◆ Exercise objective ◆
In the entries below, work out how many lines include "good", and write only that number.

————

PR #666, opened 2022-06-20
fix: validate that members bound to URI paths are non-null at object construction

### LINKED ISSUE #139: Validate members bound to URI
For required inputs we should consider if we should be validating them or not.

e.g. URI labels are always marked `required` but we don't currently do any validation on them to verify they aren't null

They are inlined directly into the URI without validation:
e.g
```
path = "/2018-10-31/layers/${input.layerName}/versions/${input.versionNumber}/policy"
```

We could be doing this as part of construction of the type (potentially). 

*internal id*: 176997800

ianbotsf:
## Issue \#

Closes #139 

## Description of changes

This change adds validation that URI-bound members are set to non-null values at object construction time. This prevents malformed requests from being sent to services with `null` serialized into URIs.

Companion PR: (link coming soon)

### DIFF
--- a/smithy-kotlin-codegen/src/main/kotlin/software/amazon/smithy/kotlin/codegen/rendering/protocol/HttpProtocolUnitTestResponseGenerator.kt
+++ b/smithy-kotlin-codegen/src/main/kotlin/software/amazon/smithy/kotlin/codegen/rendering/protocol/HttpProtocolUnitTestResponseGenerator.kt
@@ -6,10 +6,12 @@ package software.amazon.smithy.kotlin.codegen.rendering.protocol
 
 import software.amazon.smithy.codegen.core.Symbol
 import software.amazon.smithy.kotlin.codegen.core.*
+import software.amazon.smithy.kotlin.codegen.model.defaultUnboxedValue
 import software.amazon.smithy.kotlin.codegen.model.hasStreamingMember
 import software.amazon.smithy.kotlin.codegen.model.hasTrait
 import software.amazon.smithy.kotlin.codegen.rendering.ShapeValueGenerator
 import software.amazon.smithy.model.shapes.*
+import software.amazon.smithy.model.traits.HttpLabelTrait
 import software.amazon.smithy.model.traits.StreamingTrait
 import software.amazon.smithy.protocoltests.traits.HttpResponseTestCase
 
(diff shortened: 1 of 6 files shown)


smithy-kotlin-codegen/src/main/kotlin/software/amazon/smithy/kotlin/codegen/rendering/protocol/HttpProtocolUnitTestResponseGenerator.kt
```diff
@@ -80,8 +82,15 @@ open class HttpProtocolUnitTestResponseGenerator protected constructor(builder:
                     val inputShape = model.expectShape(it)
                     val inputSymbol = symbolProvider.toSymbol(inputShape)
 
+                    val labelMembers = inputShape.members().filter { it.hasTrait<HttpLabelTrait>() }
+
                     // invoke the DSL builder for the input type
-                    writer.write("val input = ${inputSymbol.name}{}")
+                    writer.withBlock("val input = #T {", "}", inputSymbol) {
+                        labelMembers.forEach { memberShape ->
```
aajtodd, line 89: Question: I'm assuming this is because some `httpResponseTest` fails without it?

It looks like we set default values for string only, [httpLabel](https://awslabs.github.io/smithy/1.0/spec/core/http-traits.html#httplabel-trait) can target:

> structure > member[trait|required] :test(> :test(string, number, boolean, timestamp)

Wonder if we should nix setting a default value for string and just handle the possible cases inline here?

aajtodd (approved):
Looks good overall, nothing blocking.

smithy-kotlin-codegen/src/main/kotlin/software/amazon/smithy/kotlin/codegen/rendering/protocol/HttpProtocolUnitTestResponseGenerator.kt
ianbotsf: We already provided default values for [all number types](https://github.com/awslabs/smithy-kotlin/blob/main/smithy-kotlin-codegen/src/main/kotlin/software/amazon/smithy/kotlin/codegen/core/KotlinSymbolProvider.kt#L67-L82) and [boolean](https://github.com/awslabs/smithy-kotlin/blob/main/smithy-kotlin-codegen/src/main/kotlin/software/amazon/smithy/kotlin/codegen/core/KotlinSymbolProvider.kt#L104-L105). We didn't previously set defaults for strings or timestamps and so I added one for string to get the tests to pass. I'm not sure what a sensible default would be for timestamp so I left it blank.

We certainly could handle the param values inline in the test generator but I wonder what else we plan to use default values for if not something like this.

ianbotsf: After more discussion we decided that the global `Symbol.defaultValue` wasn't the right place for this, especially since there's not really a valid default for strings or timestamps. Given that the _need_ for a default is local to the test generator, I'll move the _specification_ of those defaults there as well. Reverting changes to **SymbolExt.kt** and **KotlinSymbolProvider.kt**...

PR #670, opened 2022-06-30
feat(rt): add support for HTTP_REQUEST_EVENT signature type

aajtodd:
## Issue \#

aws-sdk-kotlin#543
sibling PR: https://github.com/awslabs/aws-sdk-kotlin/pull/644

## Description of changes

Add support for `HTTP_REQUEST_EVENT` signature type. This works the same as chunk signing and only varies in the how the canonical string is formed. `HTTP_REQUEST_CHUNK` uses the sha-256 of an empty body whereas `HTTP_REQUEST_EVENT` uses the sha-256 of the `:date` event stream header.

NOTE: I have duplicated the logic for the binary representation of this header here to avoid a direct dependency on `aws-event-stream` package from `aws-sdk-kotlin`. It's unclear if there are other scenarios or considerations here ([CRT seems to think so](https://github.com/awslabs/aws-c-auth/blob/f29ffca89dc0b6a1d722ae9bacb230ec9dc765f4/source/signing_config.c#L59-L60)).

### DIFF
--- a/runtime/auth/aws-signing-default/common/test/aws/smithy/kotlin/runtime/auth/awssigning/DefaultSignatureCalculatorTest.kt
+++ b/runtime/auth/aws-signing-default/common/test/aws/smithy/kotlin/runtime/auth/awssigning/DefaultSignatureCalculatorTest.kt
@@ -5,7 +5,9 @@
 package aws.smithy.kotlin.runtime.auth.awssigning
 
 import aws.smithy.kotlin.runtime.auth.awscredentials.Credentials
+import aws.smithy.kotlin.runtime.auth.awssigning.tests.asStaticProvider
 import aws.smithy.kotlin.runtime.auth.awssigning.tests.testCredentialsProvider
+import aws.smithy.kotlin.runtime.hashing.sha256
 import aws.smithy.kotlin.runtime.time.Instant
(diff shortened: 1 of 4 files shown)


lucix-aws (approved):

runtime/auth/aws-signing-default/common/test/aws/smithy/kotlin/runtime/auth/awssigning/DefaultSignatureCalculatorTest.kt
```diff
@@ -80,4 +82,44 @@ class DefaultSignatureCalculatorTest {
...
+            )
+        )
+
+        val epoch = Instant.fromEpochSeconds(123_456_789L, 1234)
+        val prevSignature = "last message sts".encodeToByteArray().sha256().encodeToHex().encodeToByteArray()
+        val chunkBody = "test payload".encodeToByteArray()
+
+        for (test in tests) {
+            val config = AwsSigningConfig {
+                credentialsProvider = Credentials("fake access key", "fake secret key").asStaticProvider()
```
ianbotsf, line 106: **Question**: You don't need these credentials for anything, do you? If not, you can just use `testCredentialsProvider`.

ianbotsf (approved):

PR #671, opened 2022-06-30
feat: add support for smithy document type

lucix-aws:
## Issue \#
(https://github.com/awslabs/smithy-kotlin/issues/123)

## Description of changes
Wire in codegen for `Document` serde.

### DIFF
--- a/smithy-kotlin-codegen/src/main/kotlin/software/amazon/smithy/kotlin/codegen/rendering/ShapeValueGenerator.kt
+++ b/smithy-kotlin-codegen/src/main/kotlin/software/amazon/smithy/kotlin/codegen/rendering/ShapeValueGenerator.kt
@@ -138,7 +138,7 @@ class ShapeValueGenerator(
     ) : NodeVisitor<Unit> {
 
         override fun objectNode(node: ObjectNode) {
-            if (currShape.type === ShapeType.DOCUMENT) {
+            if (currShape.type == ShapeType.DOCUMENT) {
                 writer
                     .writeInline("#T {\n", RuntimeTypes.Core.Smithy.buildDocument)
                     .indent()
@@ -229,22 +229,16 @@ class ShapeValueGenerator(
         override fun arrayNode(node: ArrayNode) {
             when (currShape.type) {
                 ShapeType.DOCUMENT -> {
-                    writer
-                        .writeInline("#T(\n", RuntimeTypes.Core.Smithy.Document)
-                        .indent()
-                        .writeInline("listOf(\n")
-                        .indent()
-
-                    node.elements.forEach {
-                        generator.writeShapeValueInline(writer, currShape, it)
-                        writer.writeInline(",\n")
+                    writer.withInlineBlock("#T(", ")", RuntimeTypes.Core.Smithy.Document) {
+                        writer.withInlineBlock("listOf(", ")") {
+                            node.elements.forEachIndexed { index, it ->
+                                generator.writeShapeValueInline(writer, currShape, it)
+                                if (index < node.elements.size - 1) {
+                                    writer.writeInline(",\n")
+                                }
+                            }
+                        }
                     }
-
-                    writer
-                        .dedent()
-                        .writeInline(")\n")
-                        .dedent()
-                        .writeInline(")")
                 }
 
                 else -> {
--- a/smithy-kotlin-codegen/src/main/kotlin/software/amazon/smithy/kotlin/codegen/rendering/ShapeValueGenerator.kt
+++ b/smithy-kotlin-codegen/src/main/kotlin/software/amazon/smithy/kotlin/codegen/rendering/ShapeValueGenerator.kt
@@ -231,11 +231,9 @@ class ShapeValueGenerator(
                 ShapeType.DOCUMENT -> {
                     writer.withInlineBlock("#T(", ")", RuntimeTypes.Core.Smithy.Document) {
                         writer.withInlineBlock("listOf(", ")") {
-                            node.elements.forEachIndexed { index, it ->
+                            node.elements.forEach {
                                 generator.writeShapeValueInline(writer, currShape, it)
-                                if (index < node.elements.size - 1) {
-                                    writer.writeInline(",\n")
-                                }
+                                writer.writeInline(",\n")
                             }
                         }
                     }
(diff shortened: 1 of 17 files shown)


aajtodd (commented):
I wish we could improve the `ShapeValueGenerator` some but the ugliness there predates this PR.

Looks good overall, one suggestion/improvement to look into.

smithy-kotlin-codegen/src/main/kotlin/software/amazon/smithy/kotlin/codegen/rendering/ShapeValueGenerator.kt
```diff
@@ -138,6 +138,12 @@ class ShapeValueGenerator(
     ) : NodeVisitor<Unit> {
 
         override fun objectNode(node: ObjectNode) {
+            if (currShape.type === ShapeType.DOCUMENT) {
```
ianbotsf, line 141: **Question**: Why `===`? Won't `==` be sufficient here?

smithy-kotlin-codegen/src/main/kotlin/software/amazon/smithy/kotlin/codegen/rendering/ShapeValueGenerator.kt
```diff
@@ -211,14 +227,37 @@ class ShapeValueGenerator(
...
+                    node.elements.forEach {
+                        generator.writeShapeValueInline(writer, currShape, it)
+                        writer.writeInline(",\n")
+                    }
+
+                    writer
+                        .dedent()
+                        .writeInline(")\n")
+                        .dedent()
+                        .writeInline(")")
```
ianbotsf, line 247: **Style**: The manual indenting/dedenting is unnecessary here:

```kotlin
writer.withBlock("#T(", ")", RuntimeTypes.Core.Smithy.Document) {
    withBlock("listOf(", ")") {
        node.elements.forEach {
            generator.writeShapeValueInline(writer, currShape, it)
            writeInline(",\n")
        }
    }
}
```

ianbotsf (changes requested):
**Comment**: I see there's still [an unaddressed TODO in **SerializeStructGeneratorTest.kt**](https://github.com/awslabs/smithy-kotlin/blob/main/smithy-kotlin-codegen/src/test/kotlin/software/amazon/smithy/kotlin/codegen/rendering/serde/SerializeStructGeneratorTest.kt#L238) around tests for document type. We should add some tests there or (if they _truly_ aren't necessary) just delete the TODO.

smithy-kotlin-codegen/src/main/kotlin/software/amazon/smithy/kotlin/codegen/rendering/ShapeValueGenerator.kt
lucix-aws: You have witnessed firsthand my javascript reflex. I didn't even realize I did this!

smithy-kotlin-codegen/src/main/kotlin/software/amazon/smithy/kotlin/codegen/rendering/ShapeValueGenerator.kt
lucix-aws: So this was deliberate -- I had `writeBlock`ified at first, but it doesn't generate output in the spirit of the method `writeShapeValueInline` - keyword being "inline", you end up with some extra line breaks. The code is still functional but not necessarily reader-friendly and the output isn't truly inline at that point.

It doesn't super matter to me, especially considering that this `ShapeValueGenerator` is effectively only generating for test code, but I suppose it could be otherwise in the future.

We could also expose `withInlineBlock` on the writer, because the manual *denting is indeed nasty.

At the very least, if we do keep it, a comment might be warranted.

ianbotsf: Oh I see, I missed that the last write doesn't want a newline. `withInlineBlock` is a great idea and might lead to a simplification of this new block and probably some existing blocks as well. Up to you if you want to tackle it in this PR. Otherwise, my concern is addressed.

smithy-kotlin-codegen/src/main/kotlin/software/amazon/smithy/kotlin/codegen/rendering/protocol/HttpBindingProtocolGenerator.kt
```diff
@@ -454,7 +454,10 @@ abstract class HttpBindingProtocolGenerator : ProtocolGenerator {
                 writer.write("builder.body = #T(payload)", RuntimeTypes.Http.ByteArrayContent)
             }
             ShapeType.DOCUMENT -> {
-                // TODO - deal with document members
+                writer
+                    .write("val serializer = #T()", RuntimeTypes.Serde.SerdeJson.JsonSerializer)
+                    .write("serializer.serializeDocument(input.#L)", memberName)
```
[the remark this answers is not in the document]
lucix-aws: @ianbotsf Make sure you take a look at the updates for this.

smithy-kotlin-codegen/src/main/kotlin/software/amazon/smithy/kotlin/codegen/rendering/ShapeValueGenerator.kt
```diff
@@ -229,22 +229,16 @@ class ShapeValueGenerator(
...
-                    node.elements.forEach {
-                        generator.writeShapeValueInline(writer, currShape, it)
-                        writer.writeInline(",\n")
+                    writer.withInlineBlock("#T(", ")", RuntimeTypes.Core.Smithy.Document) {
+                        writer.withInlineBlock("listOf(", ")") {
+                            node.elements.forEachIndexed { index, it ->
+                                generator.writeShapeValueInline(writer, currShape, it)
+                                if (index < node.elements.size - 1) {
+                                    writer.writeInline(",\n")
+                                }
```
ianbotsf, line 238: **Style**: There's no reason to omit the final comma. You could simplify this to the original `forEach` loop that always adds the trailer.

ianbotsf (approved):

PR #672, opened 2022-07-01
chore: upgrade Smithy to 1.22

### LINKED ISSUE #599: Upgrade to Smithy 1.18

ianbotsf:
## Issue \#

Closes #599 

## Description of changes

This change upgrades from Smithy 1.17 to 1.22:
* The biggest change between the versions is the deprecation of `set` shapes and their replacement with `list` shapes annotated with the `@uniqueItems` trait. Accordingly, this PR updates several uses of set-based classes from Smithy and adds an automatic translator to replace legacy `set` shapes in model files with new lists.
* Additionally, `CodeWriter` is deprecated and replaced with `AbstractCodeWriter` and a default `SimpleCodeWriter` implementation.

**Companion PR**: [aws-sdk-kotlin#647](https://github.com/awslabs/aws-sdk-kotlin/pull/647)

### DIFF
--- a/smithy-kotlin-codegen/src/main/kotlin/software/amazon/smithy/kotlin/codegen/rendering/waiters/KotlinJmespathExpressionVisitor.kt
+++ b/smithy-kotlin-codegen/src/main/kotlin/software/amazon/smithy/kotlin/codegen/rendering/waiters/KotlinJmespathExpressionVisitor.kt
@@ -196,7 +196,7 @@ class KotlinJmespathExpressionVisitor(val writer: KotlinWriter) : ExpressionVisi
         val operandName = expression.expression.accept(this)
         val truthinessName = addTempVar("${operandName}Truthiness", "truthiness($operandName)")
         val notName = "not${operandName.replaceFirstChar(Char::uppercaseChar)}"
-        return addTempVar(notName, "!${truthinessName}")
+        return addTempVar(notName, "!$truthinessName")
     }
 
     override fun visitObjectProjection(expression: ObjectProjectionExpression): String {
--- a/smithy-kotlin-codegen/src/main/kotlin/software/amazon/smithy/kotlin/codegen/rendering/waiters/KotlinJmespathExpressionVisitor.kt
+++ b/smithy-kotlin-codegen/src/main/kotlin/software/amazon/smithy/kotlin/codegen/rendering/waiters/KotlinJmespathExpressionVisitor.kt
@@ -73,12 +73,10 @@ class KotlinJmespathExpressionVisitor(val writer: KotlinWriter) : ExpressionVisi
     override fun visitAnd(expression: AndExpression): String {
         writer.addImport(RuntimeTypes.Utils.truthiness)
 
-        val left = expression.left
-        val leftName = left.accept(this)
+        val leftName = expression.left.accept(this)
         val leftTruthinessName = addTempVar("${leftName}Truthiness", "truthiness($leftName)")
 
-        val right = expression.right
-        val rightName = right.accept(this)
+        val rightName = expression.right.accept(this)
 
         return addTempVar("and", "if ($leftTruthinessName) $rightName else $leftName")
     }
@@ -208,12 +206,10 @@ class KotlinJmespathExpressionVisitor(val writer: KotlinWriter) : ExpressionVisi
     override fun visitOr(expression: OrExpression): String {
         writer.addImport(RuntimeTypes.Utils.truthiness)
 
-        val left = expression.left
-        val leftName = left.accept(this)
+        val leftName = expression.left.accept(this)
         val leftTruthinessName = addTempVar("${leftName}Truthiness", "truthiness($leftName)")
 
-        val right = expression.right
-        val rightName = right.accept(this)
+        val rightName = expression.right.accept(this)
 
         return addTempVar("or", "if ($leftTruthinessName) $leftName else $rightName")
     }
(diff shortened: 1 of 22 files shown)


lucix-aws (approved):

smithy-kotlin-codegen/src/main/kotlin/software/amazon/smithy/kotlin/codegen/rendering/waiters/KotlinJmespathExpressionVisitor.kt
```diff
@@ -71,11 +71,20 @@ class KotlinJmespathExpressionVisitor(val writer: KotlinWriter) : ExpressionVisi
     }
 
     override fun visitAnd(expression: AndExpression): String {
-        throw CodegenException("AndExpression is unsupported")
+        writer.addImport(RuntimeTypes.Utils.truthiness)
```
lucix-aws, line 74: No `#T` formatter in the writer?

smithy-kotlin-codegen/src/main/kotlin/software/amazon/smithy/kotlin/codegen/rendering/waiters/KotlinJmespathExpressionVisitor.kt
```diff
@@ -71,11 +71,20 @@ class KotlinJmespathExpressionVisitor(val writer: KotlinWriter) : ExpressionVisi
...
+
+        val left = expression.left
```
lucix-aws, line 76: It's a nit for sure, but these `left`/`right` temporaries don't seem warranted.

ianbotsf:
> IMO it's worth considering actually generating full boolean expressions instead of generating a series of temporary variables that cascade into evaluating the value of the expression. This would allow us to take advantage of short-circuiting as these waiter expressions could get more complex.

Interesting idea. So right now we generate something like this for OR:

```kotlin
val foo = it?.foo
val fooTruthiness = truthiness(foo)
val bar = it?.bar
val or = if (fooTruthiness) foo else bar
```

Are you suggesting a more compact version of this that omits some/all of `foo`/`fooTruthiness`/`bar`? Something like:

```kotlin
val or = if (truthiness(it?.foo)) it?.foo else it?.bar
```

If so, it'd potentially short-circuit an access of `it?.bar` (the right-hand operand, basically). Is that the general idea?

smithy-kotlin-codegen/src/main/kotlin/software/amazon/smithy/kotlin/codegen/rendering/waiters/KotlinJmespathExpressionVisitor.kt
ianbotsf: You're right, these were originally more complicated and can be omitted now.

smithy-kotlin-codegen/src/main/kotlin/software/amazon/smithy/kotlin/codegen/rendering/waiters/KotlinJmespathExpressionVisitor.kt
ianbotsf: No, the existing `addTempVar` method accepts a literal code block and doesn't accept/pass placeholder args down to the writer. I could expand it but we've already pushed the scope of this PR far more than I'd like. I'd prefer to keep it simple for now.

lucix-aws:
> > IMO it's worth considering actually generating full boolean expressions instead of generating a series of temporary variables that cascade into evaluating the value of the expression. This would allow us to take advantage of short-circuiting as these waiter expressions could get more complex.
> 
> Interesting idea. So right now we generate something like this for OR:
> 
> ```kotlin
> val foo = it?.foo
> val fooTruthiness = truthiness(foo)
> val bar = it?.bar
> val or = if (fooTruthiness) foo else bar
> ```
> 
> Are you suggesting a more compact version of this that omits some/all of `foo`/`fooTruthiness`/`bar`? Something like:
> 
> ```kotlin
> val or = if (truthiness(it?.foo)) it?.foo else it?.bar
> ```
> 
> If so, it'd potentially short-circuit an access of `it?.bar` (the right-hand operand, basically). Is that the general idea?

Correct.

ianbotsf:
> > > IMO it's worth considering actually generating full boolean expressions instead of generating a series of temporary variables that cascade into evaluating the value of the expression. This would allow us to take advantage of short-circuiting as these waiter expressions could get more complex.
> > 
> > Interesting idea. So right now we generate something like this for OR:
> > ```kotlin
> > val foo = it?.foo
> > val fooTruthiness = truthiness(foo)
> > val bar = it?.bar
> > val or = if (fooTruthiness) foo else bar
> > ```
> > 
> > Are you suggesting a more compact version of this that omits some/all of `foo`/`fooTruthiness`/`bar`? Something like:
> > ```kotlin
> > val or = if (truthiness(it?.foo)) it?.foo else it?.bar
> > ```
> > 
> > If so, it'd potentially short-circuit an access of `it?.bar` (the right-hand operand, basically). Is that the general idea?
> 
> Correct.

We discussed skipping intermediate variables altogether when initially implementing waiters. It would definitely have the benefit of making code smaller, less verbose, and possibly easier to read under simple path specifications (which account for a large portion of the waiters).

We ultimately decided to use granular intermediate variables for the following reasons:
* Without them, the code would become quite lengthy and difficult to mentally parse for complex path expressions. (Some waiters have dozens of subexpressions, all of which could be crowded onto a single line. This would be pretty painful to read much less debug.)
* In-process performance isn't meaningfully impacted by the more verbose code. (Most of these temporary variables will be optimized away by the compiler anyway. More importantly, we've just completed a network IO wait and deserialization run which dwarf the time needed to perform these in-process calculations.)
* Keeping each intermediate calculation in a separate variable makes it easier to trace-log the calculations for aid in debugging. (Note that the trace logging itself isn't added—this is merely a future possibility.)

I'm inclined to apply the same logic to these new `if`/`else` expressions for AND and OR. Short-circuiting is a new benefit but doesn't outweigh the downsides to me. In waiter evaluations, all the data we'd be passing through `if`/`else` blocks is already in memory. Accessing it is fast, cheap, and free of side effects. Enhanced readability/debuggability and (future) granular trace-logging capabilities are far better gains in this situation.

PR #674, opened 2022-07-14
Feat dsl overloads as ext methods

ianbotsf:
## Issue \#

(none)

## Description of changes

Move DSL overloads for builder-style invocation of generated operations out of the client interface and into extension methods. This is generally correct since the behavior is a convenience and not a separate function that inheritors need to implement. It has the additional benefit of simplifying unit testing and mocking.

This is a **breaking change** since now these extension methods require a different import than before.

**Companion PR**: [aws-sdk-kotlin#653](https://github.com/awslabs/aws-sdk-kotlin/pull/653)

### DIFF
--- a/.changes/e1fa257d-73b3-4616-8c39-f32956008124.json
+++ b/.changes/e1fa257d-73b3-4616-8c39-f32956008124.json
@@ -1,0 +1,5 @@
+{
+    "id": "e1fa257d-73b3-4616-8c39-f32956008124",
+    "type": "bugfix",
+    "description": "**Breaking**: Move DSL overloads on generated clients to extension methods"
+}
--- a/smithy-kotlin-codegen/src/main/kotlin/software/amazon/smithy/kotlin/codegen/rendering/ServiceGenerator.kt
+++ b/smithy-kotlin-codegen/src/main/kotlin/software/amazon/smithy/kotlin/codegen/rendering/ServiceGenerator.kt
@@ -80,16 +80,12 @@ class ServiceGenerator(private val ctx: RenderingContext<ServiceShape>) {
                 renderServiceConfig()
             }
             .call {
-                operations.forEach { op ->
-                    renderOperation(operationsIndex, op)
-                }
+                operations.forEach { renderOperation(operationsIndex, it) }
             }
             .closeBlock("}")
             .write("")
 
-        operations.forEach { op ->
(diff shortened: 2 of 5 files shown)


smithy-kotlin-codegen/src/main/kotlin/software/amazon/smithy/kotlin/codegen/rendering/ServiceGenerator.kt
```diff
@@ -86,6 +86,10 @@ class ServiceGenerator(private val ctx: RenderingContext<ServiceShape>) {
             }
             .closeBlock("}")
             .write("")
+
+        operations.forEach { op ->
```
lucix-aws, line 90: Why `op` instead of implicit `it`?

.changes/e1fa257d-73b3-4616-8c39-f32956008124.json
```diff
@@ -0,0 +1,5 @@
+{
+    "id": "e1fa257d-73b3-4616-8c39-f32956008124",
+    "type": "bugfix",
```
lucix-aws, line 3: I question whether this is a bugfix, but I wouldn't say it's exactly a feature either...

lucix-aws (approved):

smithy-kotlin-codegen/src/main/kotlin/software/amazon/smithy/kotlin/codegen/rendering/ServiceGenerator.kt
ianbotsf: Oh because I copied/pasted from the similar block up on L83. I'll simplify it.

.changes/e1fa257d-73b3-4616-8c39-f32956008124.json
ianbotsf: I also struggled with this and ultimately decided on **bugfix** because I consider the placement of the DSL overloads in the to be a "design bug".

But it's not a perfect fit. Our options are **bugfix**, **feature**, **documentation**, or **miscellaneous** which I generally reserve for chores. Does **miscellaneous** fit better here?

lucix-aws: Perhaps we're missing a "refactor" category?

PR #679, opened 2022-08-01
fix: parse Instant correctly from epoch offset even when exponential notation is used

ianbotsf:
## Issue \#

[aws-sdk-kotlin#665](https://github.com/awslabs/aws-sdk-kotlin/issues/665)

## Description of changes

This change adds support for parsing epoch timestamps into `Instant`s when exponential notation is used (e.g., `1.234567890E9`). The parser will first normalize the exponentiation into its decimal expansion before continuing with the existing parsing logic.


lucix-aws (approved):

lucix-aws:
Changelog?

————

◆ Task answer ◆
2